Insider Trade Summary
| Type | Security | Shares | Price | Value |
|---|---|---|---|---|
| Disposition | Class B Common Stock | 77,364,925 | $0.00 | -- |
| Disposition | Operating Company Units | 77,364,925 | $0.00 | -- |
| Disposition | Class B Common Stock | 69,626,640 | $0.00 | -- |
| Disposition | Operating Company Units | 69,626,640 | $0.00 | -- |
| Disposition | Class B Common Stock | 8,066,528 | $0.00 | -- |
| Disposition | Operating Company Units | 8,066,528 | $0.00 | -- |
Footnotes (1)
- These derivatives securities are represented by (i) shares of Class B Common Stock, par value $0.000001 per share (the "Class B Common Stock"), of VNOM Sub, Inc. (f/k/a Viper Energy, Inc.) (the "Issuer") and (ii) an equal number of units representing limited liability company interests ("Operating Company Units") in Viper Energy Partners LLC, the Issuer's operating company (the "Operating Company").

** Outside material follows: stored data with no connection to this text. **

PR #80, opened 2018-04-06
Support AF_UNIX in server.HTTPServer.bind_addr

wrmsr:
[This hotfix](https://github.com/cherrypy/cheroot/commit/81abec023851cc9f60443ec3b4d815e83fe9c39d) breaks AF_UNIX binding by leaving only the first two characters of the socket path in bind_addr (as getsockname [returns the socket file path in AF_UNIX](https://docs.python.org/3/library/socket.html#socket-families)). I caught this as my code then goes on to chmod bind_addr expecting it to be a correct path after binding.

This is imo a more urgent fix than the TODO of refactoring out the hack as the hack renders valid usecases broken in 6.1.0 without monkeypatching or equivalent.

### DIFF
--- a/cheroot/server.py
+++ b/cheroot/server.py
@@ -1607,11 +1607,15 @@ class HTTPServer(object):
                 pass
 
         self.socket.bind(self.bind_addr)
-        # TODO: keep separate
-        if family == socket.AF_UNIX:
-            self.bind_addr = self.socket.getsockname()
-        else:
-            self.bind_addr = self.socket.getsockname()[:2]
+        # TODO: keep requested bind_addr separate real bound_addr (port is
+        # different in case of ephemeral port 0)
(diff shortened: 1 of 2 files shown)


webknjaz:
Thanks for pointing this out! It might need a regression test to prevent it from breaking during further refactoring.
I'll try to accept this ASAP once I check that it won't affect anything else additionally, but if you're up to writing that test please let me know.

webknjaz:
@wrmsr do you directly use `bind_address` in your code? how does it break? any tracebacks? I'd like to document more details.

webknjaz:
Looks like this PR broke Windows build: https://ci.appveyor.com/project/CherryPy/cheroot/build/291

/cc: @jaraco

webknjaz:
Ref: #81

The Operating Company Units and shares of Class B Common Stock are exchangeable from time to time, at the discretion of their holders, for an equivalent number of shares of the Issuer's Class A common stock, par value $0.000001 per share (the "Class A Common Stock") (that is, one Operating Company Unit and one share of Class B Common Stock, together, are exchangeable for one share of Class A Common Stock). Pursuant to the Agreement and Plan of Merger (the "Sitio Merger Agreement"), dated June 2, 2025, by and among VNOM Sub, Inc. (f/k/a Viper Energy, Inc.) ("Viper"), Sitio Royalties Corp., Sitio Royalties Operating Partnership, LP, a subsidiary of Sitio, Viper Energy, Inc. (f/k/a New Cobra Pubco Inc.), a wholly owned subsidiary of Viper ("New Viper"), Cobra Merger Sub, Inc., a wholly owned subsidiary of New Viper ("Viper Merger Sub") and Scorpion Merger Sub, Inc., a wholly owned subsidiary of New Viper, upon close of the Sitio Merger Agreement Viper Merger Sub will merge with and into Viper, with Viper continuing as the surviving corporation and a wholly owned subsidiary of New Viper (the "Viper Pubco Merger"). At the effective time of the Viper Pubco Merger, each share of Viper's Class A Common Stock then issued and outstanding will be cancelled and automatically converted into one share of New Viper's Class A common stock. 69,626,640 shares of Class B Common Stock and 69,626,640 Operating Company Units are held by Endeavor Energy Resources, L.P., a wholly-owned subsidiary of the Reporting Person. 8,066,528 shares of Class B Common Stock and 8,066,528 Operating Company Units are held by Diamondback E&P LLC, a wholly-owned subsidiary of the Reporting Person.